──────── Material for the task

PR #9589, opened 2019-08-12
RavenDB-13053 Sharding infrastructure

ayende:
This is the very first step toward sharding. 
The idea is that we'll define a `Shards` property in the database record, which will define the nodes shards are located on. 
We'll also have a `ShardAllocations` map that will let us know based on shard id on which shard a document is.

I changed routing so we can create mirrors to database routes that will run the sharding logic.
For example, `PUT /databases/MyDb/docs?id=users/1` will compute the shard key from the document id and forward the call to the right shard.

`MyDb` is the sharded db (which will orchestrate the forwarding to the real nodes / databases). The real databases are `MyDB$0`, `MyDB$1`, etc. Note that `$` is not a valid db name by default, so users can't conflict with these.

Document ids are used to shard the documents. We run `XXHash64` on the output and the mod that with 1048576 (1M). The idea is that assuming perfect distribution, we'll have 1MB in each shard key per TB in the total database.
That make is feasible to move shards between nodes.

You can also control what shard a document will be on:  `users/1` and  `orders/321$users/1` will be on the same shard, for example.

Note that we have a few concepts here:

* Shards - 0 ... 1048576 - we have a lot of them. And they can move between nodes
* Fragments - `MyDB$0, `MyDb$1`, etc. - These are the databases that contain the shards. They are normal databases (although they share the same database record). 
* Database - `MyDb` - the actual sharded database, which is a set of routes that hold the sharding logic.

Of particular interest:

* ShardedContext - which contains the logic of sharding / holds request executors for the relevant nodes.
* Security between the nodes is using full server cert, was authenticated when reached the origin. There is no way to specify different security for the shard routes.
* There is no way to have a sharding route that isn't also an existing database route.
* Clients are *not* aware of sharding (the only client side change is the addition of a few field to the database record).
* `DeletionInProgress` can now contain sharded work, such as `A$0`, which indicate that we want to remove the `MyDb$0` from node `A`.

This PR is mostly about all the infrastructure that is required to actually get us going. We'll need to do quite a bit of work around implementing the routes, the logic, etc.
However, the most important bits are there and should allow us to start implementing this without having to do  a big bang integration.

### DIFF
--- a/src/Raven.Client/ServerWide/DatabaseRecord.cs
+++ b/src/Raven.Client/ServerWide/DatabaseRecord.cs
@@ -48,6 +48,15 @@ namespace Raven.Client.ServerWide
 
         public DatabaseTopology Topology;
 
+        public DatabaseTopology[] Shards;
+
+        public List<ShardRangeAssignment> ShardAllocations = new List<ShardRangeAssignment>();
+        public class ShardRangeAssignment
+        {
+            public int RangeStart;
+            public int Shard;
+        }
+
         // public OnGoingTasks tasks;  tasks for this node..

────────────────

Aim of the exercise: Go line by line through the data, copying each one that contains the word "between".

Finished exercise:
That make is feasible to move shards between nodes.
* Shards - 0 ... 1048576 - we have a lot of them. And they can move between nodes
* Security between the nodes is using full server cert, was authenticated when reached the origin. There is no way to specify different security for the shard routes.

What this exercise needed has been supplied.